Я медленно брел вдоль парка и, хотя уличные фонари горели, местами проходил в такой темноте, куда не падал ни один луч света. Мне приходилось получать внезапные удары не только в моей литературной, но и в обычной жизни — попадать в ловушки, из которых не было выхода. Казалось, ко мне тянулись потерянные души — меланхолики, потенциальные самоубийцы, маньяки, люди, одержимые навязчивыми идеями о своем предназначении, пророческими снами. Те, кто приходил ко мне в редакцию за консультацией, часто возвращались потом с новыми вопросами и жаловались, что мои советы им не помогли. Читатели присылали мне длиннющие и запутанные письма, которые я едва просматривал. Я даже получал корреспонденцию от обитателей сумасшедших домов. Один такой «писатель» утверждал, что вся современная медицина упоминается в Пятикнижии, а другой придумал машину, которая работает вечно, — вечный двигатель. Беженцы писали о своих тяжелых испытаниях в концентрационных лагерях в нацистской Германии, в Советской России, в послевоенной Польше и даже в Америке. Чтобы ответить на всю мою почту, потребовался бы целый штат секретарей.

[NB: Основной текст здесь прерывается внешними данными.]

PR #2151, opened 2021-04-28
authorize: refactor store locking

calebdoxsey:
## Summary
It looks like the way we're doing locking with the OPA evaluator store is causing deadlocks. I misunderstood how the `RWMutex` works, and it turns out it can't reliably be used recursively:

> If a goroutine holds a RWMutex for reading and another goroutine might
> call Lock, no goroutine should expect to be able to acquire a read lock
> until the initial read lock is released. In particular, this prohibits
> recursive read locking. This is to ensure that the lock eventually becomes
> available; a blocked Lock call excludes new readers from acquiring the
> lock.

I believe the deadlock happens like this:

1. We perform an evaluation which takes a read-only transaction to the store `RLock`
2. During sync we update a record `Lock`
3. During policy evaluation we attempt to retrieve a record `RLock`

Step (2) is blocked on (1) and step (3) is blocked on (2). But step (1) is blocked on (3), because the policy evaluation can't be completed until we get the record. This PR removes taking a read lock in the transaction, and instead only uses the lock for map access (which is very short and non-recursive).

The original purpose of the transaction lock was to prevent an update while we were evaluating a policy. This is so that the version numbers we get back from evaluation (server version / record version) reflect the data that was actually used during evaluation. So to preserve this behavior I introduce another lock in the authorize service itself. The syncer's update and evaluator will never run simultaneously, and since they don't directly depend on each other, we should have no issues with deadlocks.

## Checklist
- [ ] updated docs
- [x] updated unit tests
- [ ] updated UPGRADING.md
- [x] ready for review

### DIFF
--- a/authorize/sync.go
+++ b/authorize/sync.go
@@ -47,13 +47,17 @@ func (syncer *dataBrokerSyncer) GetDataBrokerServiceClient() databroker.DataBrok
 }
 
 func (syncer *dataBrokerSyncer) ClearRecords(ctx context.Context) {
+	syncer.authorize.stateLock.Lock()
 	syncer.authorize.store.ClearRecords()
+	syncer.authorize.stateLock.Unlock()
 }
 
 func (syncer *dataBrokerSyncer) UpdateRecords(ctx context.Context, serverVersion uint64, records []*databroker.Record) {
+	syncer.authorize.stateLock.Lock()
 	for _, record := range records {
 		syncer.authorize.store.UpdateRecord(serverVersion, record)
 	}
+	syncer.authorize.stateLock.Unlock()
 
 	// the first time we update records we signal the initial sync
 	syncer.signalOnce.Do(func() {
--- a/authorize/authorize.go
+++ b/authorize/authorize.go
@@ -6,6 +6,7 @@ import (
 	"context"
 	"fmt"
 	"html/template"
+	"sync"
 
 	"github.com/pomerium/pomerium/authorize/evaluator"
 	"github.com/pomerium/pomerium/config"
@@ -24,6 +25,11 @@ type Authorize struct {
 	templates      *template.Template
 
 	dataBrokerInitialSync chan struct{}
+
+	// The stateLock prevents updating the evaluator store simultaneously with an evaluation.
+	// This should provide a consistent view of the data at a given server/record version and
+	// avoid partial updates.
+	stateLock sync.RWMutex
 }
 
 // New validates and creates a new Authorize service from a set of config options.
--- a/authorize/evaluator/store.go
+++ b/authorize/evaluator/store.go
@@ -23,19 +23,75 @@ import (
 	"github.com/pomerium/pomerium/pkg/grpc/databroker"
 )
 
+type dataBrokerData struct {
+	mu sync.RWMutex
+	m  map[string]map[string]proto.Message
+}
+
+func newDataBrokerData() *dataBrokerData {
+	return &dataBrokerData{
+		m: map[string]map[string]proto.Message{},
+	}
+}
+
+func (dbd *dataBrokerData) clear() {
+	dbd.mu.Lock()
+	defer dbd.mu.Unlock()
+
+	dbd.m = map[string]map[string]proto.Message{}
+}
+
+func (dbd *dataBrokerData) delete(typeURL, id string) {
+	dbd.mu.Lock()
+	defer dbd.mu.Unlock()
+
+	m, ok := dbd.m[typeURL]
+	if !ok {
+		return
+	}
+
+	delete(m, id)
+
+	if len(m) == 0 {
+		delete(dbd.m, typeURL)
+	}
+}
+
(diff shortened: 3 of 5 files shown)


authorize/sync.go
```diff
@@ -47,13 +47,17 @@ func (syncer *dataBrokerSyncer) GetDataBrokerServiceClient() databroker.DataBrok
...
 	syncer.authorize.store.ClearRecords()
+	syncer.authorize.stateLock.Unlock()
 }
 
 func (syncer *dataBrokerSyncer) UpdateRecords(ctx context.Context, serverVersion uint64, records []*databroker.Record) {
+	syncer.authorize.stateLock.Lock()
 	for _, record := range records {
 		syncer.authorize.store.UpdateRecord(serverVersion, record)
 	}
+	syncer.authorize.stateLock.Unlock()
```
wasaga, line 60: why not expand the interface of `store` and have UpdateRecords method there - then you do not seem to need this extra `stateLock` mutex and you won't need acquire the other mutex inside `dataBrokerData` for every `UpdateRecord()` ?

calebdoxsey: If we remove the state lock there's no guarantee we won't upgrade records in the middle of an evaluation. You would then have an inconsistent view of the data. For example you would get record version 1234 in the audit log, but will have actually used data from version 1235 in the evaluation.

The mutex around map access is necessary because maps are not thread safe in Go. If one goroutine reads a map while another writes it it will cause the program to crash.

If having two locks in unacceptable what should I do instead to preserve thread safety and consistency?

wasaga: I missed that you also acquire RLock in `Check()`; I see why you do need that extra mutex now. 

my comment re acquiring mutex in a loop 
```go
for _, record := range records {
  syncer.authorize.store.UpdateRecord(serverVersion, record)
}
```

was about acquiring mutex on each `UpdateRecord` call, while you probably can change the interface of it to accept multiple records, and change underlying `dataBrokerData` funcs to `setLocked` and `deleteLocked` so that you could acquire mutex once outside the loop. but it's not too important probably in terms of optimization.

travisgroth:
Was running some load against this branch and got a panic after some time:


```
│ panic: runtime error: invalid memory address or nil pointer dereference                                                                                                                                                                                    │
│ [signal SIGSEGV: segmentation violation code=0x1 addr=0x40 pc=0xf62689]                                                                                                                                                                                    │
│ goroutine 70 [running]:                                                                                                                                                                                                                                    │
│ github.com/pomerium/pomerium/pkg/grpc/databroker.(*Syncer).sync(0xc00067c420, 0x1afaba0, 0xc004c0bc80, 0x0, 0x2)                                                                                                                                           │
│     /go/src/github.com/pomerium/pomerium/pkg/grpc/databroker/syncer.go:160 +0x369                                                                                                                                                                          │
│ github.com/pomerium/pomerium/pkg/grpc/databroker.(*Syncer).Run(0xc00067c420, 0x1afaba0, 0xc004c0bc80, 0xc004c759a0, 0x0)                                                                                                                                   │
│     /go/src/github.com/pomerium/pomerium/pkg/grpc/databroker/syncer.go:100 +0x297                                                                                                                                                                          │
│ github.com/pomerium/pomerium/authorize.(*Authorize).Run(0xc000cc0b80, 0x1afaba0, 0xc004c0bc00, 0x0, 0x0)                                                                                                                                                   │
│     /go/src/github.com/pomerium/pomerium/authorize/authorize.go:55 +0xc5                                                                                                                                                                                   │
│ github.com/pomerium/pomerium/internal/cmd/pomerium.Run.func4(0x0, 0x0)                                                                                                                                                                                     │
│     /go/src/github.com/pomerium/pomerium/internal/cmd/pomerium/pomerium.go:145 +0x3c                                                                                                                                                                       │
│ golang.org/x/sync/errgroup.(*Group).Go.func1(0xc004c7ae40, 0xc004c75980)                                                                                                                                                                                   │
│     /go/pkg/mod/golang.org/x/sync@v0.0.0-20210220032951-036812b2e83c/errgroup/errgroup.go:57 +0x59                                                                                                                                                         │
│ created by golang.org/x/sync/errgroup.(*Group).Go                                                                                                                                                                                                          │
│     /go/pkg/mod/golang.org/x/sync@v0.0.0-20210220032951-036812b2e83c/errgroup/errgroup.go:54 +0x66
```

calebdoxsey:
Based on the line number, this is a log message and appears unrelated. I'll fix it though.

travisgroth (approved):
Haven't been able to reproduce the deadlock on this branch.  👍

LGTM unless there's other feedback from @wasaga.

authorize/sync.go
calebdoxsey: This violates separation of concerns. The reason I created this type was to avoid having to think about the lock from the store, since locks are easy to misuse. If you're really concerned about performance I can make the change, but I think its negligible. FWIW during sync the method is only called with a single record.

wasaga (approved):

Через некоторое время я добрался до угла Семьдесят второй-стрит и Бродвея. Точно так же, как когда-то в Варшаве, я снимал не одну, а две меблированные комнаты — основную на Семидесятой-стрит и другую (которой я пользовался нечасто) в Восточном Бронксе — угол за занавеской в квартире моего земляка Миши Будника, который теперь работал водителем такси.
Я был уверен, что в чрезвычайных обстоятельствах всегда мог бы переночевать у своих друзей, в особенности у Стефы Крейтл, которая была одной из моих любовниц в Варшаве. Она и ее муж, Леон, провели годы войны в Лондоне и теперь жили в Нью-Йорке. Леон, которому уже стукнуло восемьдесят, потерял в Катастрофе двух дочерей и страдал от сердечных приступов. Тем не менее, он все еще занимался бизнесом и, кроме того, спекулировал акциями и облигациями. Дочь Стефы от предыдущего брака, Франка, была замужем за неевреем и жила в Техасе с ним и маленькой дочерью.
Боже правый, в свои почти пятьдесят я оставался таким же, каким был в двадцать, — ленивым, неорганизованным, погруженным в меланхолию. Каким бы малым ни был успех (если он был), он выводил меня из депрессии. Я жил сегодняшним днем, этим часом, этой минутой. Я долго стоял на углу Семьдесят второй и Бродвея, созерцая уходящую ночь. Мне страстно хотелось похвастаться какому-нибудь знакомому моей новой победой (которая, как я чувствовал, должна состояться), возможно, чтобы вызвать в нем зависть. Только бы мне удалось уверить Мириам, что, каким бы ни оказалось наше будущее, я буду предан ей — на свой лад. Однако время было слишком позднее для таких глупостей, и я направился к себе на Семидесятую-стрит.
Глава 5
На следующее утро в редакции газеты меня позвали к телефону, и когда я взял трубку, голос, говоривший на польском идише, сказал:
— Вы писатель Аарон Грейдингер?
— Да; можно спросить, кто говорит?
— Хаим Джоел Трейбитчер.
Я знал, что это друг Макса и также дядя Хэрри Трейбитчера, его доверенного брокера на бирже.